# Need Advise and opinions please



## blondmist82 (Feb 20, 2010)

Hi guys, I am new to this forum or any marraige forum for that fact. I am 27 and my H is 28. We have been together since we were both 20 and married for 3 years. He doesnt go out that often due to past issues with him going out. See he went out when I was pregnant with our first son (6 mos preg), about 2 1/2 years ago, and did not come home until after 6AM (we had got in a fight before he left). A few days later while he was in the shower I went through his phone. I found a video of him (with his clothes on) touching some naked girls a$$ while he video taped it. His excuse... I told you there was a bacholor party and so I went and there were strippers and some guy bought me a dance. First off, why would they not buy the dance for themselves but whatever... So while he was in the shower I left and it only lasted 3 days but things got better. 

Now, I am pregnant again (second time) and I am 19 weeks (we find out the sex on Monday) and he wanted to go out with his friend last night and I had no problem with it because he said he would be home before 1. Well I work in the morning at 6am and at 2 am I text him... asked if he was coming home or what and he said Im on my way... then a minute later text again that he was sorry if it is so late but him and this guy hardly kick it anymore (they play xbox online every night).

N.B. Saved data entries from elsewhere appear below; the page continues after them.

PR #1581, opened 2025-12-29
Fix neo_restart_this leaking edicts

### LINKED ISSUE #1580: neo_restart_this should not leak edicts
### Build Info

f50a0d7c

### Description

When using `neo_restart_this` to restart the map, edicts are not correctly cleaned up and/or reused. This causes edict starvation and ultimately a game crash when repeated often enough for a sufficiently complex map.

### To Reproduce

* Load `map ntre_terminal_jgr`
* Have bots enabled to fill both teams with players
* Join a team to start the match
* Use `neo_restart_this 1` multiple times in a row

### Expected behavior

Game does not crash.

### Actual behavior

Game crashes with a message:
```
---------------------------
Engine Error
---------------------------
ED_Alloc: no free edicts
---------------------------
OK   
---------------------------
```

### Operating System

- [x] Windows
- [ ] Linux

### Version/Distro

11

### Machine's CPU

_No response_

### Machine's GPU

_No response_

### GPU's driver

_No response_

### Build's compiler

MSVC 19.44.35222.0

_No response_

Rainyan:
## Description
For some reason, calling RestartGame directly from the neo_restart_this change callback does not clean up edicts correctly, which leads to an edict starvation and a subsequent game crash when using `neo_restart_this 1` repeatedly in a sufficiently complex map.

Because we don't have support for the SDK native `mp_restartgame_immediate`, and we don't want `neo_restart_this` to mimic the SDK native `mp_restartgame` center of screen printout, this commit works around those limitations by calling `mp_restartgame` with a magic value that we intercept from `CHL2MPRules::CheckRestartGame`, and then monkey with the values to achieve parity-ish map reset behaviour while sidestepping the edict leak problem.

This is a complete hack and should be revisited, but since the command is essentially broken currently, this is better than nothing for the time being.

## Toolchain
- Windows MSVC VS2022

## Linked Issues
- fixes #1580

### DIFF
--- a/src/game/shared/hl2mp/hl2mp_gamerules.cpp
+++ b/src/game/shared/hl2mp/hl2mp_gamerules.cpp
@@ -1241,6 +1241,11 @@ void CHL2MPRules::CheckRestartGame( void )
 
 	if ( iRestartDelay > 0 )
 	{
+#ifdef NEO
+		if (iRestartDelay != MAGIC_NEO_RESTART_THIS)
+		{
+#endif
+
 		if ( iRestartDelay > 60 )
 			iRestartDelay = 60;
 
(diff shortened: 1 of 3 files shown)


Masterkatze (approved):
LGTM - yes
Better than nothing - also yes

PR #1583, opened 2025-12-30
Bots scavenge for primary weapons

sunzenshen:
## Description
When bots do not have a primary weapon, usually from trying capture the ghost, search in a radius around the bot for any available primary weapons to scavenge.

## Toolchain
- Windows MSVC VS2022

### DIFF
--- a/src/game/server/neo/bot/behavior/neo_bot_seek_weapon.cpp
+++ b/src/game/server/neo/bot/behavior/neo_bot_seek_weapon.cpp
@@ -8,15 +8,15 @@
 CBaseEntity *FindNearestPrimaryWeapon( const Vector &searchOrigin, bool bShortCircuit )
 {
 	constexpr float flSearchRadius = 1000.0f;
-	CBaseEntity *pClosestWeapon = NULL;
+	CBaseEntity *pClosestWeapon = nullptr;
 	float flClosestDistSq = FLT_MAX;
 
 	// Iterate through all available weapons, looking for the nearest primary 
-	CBaseEntity *pEntity = NULL;
-	while ( ( pEntity = gEntList.FindEntityByClassnameWithin( pEntity, "weapon_*", searchOrigin, flSearchRadius ) ) != NULL )
+	CBaseEntity *pEntity = nullptr;
+	while ( ( pEntity = gEntList.FindEntityByClassnameWithin( pEntity, "weapon_*", searchOrigin, flSearchRadius ) ) )
 	{
 		CBaseCombatWeapon *pWeapon = pEntity->MyCombatWeaponPointer();
-		if ( pWeapon && pWeapon->GetOwner() == NULL && pWeapon->HasAnyAmmo() && pWeapon->GetSlot() == 0 )
+		if ( pWeapon && !pWeapon->GetOwner() && pWeapon->HasAnyAmmo() && pWeapon->GetSlot() == 0 )
 		{
 			// Prioritize getting any primary class weapon that is NOT the ghost
 			if ( FStrEq( pEntity->GetClassname(), "weapon_ghost" ) )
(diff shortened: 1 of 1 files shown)


sunzenshen:
To test, `bot_mimic 1` and have the bots drop their primary weapon.  After leading them away from their weapons, and setting `bot_mimic 0` the bots should route to the nearest weapons to pick them up.

https://github.com/user-attachments/assets/7c55224f-61a0-4095-8468-4d3bc70f9cbf

Example from another branch with CTG related improvements where a bot will drop the ghost if an enemy has caught up with them and then try to arm themselves with a better weapon:

https://github.com/user-attachments/assets/1d1ff172-24f7-44e6-bfeb-9e0f824cb0aa

sunzenshen:
To record some discussions from Discord:

- Idea: Potentially have a cooldown timer on weapons dropped by non-bot friendlies, so that bots don't steal you weapon when you want to drop your weapon for the ghost, but then change your mind.
   - A: Currently bots rarely drop their primary weapon, and even with the WIP CTG branch bots rarely drop their weapon unless to pick up the ghost.  But that scenario could definitely come into play when we introduce other behaviors related to dropping weapons.  That said, I'm shooting for making a minimum viable PR in this scope, with the idea that we can revisit the consequences of other behaviors we introduce in the future.  Another reason for limiting the scope of this PR is that I want to keep the calculations lean for the MVP, and timers would add more state that reviewers will need to consider for this PR.

- Idea: bots swapping guns if there is a better option on the ground
   - A: Also interested in exploring something like this in the future, but this is an example of an idea that would interact with scenarios like the one above where there are more interactions to consider.  I'd like to keep this PR simple so that we can review things like the shape of the new files like neo_bot_seek_weapon, so that we don't need to consider that in the scope of a future additional PR.

- Idea: Trading weapons at the start or even during freeze time.
    - A: This also seems like a good idea for a new behavior that only comes into play when the game is currently in freezetime.

- Idea: Juggling weapons, such as moving the ghoster's discarded weapon so that they can rearm themselves easily.
   - A: I think we could address this as a separate behavior in a future PR.  In my WIP CTG PR, I have ghoster team escorts assigning themselves roles based on their relative distance from the ghost carrier, and it might make sense to introduce a juggler role as a dedicated behavior class.  That way we can consider the consequences of introducing that behavior in a controlled scope and known working but simpler weapon pickup commit.
   
- Idea: Have bots drop their gun for an unarmed human player if there is no active danger
   - A: I think this could work as an augmentation to #1345 once that is merged.  My thinking is that as-is you're rarely in a controlled situation where a bot happens to be waiting around and where it's clear that you would like their gun (read: the bots are running all over the place and it would be hard to catch up).  But with the bot command feature, my thinking was that you could have a behavior for following bots where if their commander is looking at them and the commander has no primary, the bot could toss their weapon at the commander.  This could also work for swapping a ghost with a bot, as you could drop your weapon near your follower, and when they drop the ghost they would pick up your nearby discarded weapon.

AdamTadeusz (dismissed):

src/game/server/neo/bot/behavior/neo_bot_seek_weapon.cpp
```diff
@@ -0,0 +1,148 @@
...
+	constexpr float flSearchRadius = 1000.0f;
+	CBaseEntity *pClosestWeapon = NULL;
+	float flClosestDistSq = FLT_MAX;
+
+	// Iterate through all available weapons, looking for the nearest primary 
+	CBaseEntity *pEntity = NULL;
+	while ( ( pEntity = gEntList.FindEntityByClassnameWithin( pEntity, "weapon_*", searchOrigin, flSearchRadius ) ) != NULL )
+	{
+		CBaseCombatWeapon *pWeapon = pEntity->MyCombatWeaponPointer();
+		if ( pWeapon && pWeapon->GetOwner() == NULL && pWeapon->HasAnyAmmo() && pWeapon->GetSlot() == 0 )
```
DESTROYGIRL: Correct me if I'm wrong but shouldn't every instance of `NULL` be `nullptr` in this file? (since `NULL` is just a macro for `0`?)
And in that case can't you just do `!pWeapon->GetOwner()`

sunzenshen: That's a good point.  In general for C++ using nullptr is the Effective Modern C++ way to do things, but I've been caught between trying to follow the conventions of the code base, but this is a new file so maybe it's better to implement things in a cleaner way since I'm not bound by the original Source Engine SDK coding conventions in this case.

DESTROYGIRL (approved):

PR #1586, opened 2026-01-01
Warn user about unsupported FOV value

### LINKED ISSUE #1201: Aggressive skybox culling at higher fov
see https://github.com/ValveSoftware/Source-1-Games/issues/2657

Looks like this isn't something we can fix ourselves

Example of issue in rebuild:

Image

Rainyan:
## Description
We are restricted to supporting a max FOV of 90 by a limitation in the engine library renderer, for which we do not have access. As such, this patch resolves #1201 by warning the user about their unsupported FOV.

We probably don't want to hard-limit the upper bound of `neo_fov` to 90, because it could lead to unhappy ultrawide/multi-monitor users, so this is the best(?) compromise for now.

## Toolchain
- Windows MSVC VS2022

## Linked Issues
- closes #1201

### DIFF
--- a/src/game/client/neo/ui/neo_root.cpp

Needless to say, he was not on his way home and he did not answer to my next texts or calls. I was calling him up until 4:30 AM. I went to take a shower at 5AM and when I got out he was on the couch sleeping!!! He basically told me to shut up when I tried to ask when he got home. So I left for work.

At work I checked out phone logs and found that he received a text for this Camel looking Bi^@# that he used to work with 9and was a stripper) at 7:30 (he had left at 6pm that night) and then she also called him 2 tmes at 9:40 and 945 and they talked for two minutes each time. Well then I also saw that the he had called the guy that he was supposedly with that night 5 times between 2:42 am until 3:38AM and he called him back once between those times! WTF I guess he wasnt really with him but I dont know and if I tell him I looked that stuff up he will say I snoop to much! I dont know what to do but I do know that this stress is not good for the baby!D I do not know how to approach him about this or what to say (a part of me is worried if we fight and he leaves and takes our son with him or even takes him when I am at work). Any advise would greatly be appreciated! Thanks in advance!


----------



## shazil (Feb 25, 2010)

blondmist82 said:


> Hi guys, I am new to this forum or any marraige forum for that fact. I am 27 and my H is 28. We have been together since we were both 20 and married for 3 years. He doesnt go out that often due to past issues with him going out. See he went out when I was pregnant with our first son (6 mos preg), about 2 1/2 years ago, and did not come home until after 6AM (we had got in a fight before he left). A few days later while he was in the shower I went through his phone. I found a video of him (with his clothes on) touching some naked girls a$$ while he video taped it. His excuse... I told you there was a bacholor party and so I went and there were strippers and some guy bought me a dance. First off, why would they not buy the dance for themselves but whatever... So while he was in the shower I left and it only lasted 3 days but things got better.
> 
> Now, I am pregnant again (second time) and I am 19 weeks (we find out the sex on Monday) and he wanted to go out with his friend last night and I had no problem with it because he said he would be home before 1. Well I work in the morning at 6am and at 2 am I text him... asked if he was coming home or what and he said Im on my way... then a minute later text again that he was sorry if it is so late but him and this guy hardly kick it anymore (they play xbox online every night). Needless to say, he was not on his way home and he did not answer to my next texts or calls. I was calling him up until 4:30 AM. I went to take a shower at 5AM and when I got out he was on the couch sleeping!!! He basically told me to shut up when I tried to ask when he got home. So I left for work.
> 
> At work I checked out phone logs and found that he received a text for this Camel looking Bi^@# that he used to work with 9and was a stripper) at 7:30 (he had left at 6pm that night) and then she also called him 2 tmes at 9:40 and 945 and they talked for two minutes each time. Well then I also saw that the he had called the guy that he was supposedly with that night 5 times between 2:42 am until 3:38AM and he called him back once between those times! WTF I guess he wasnt really with him but I dont know and if I tell him I looked that stuff up he will say I snoop to much! I dont know what to do but I do know that this stress is not good for the baby!D I do not know how to approach him about this or what to say (a part of me is worried if we fight and he leaves and takes our son with him or even takes him when I am at work). Any advise would greatly be appreciated! Thanks in advance!


IMHO, he does not love you. choice is yours . Bail out or if you think that it is a matter of survival for you to stay with him then, i suggest survive


----------



## lovinghimforever (Dec 14, 2009)

IMO, you NEED to bring it up. Don't bring up specifics of looking at the phone history, but do bring it up. It doesn't matter where you found the information, he LIED to you and he needs to man up.


----------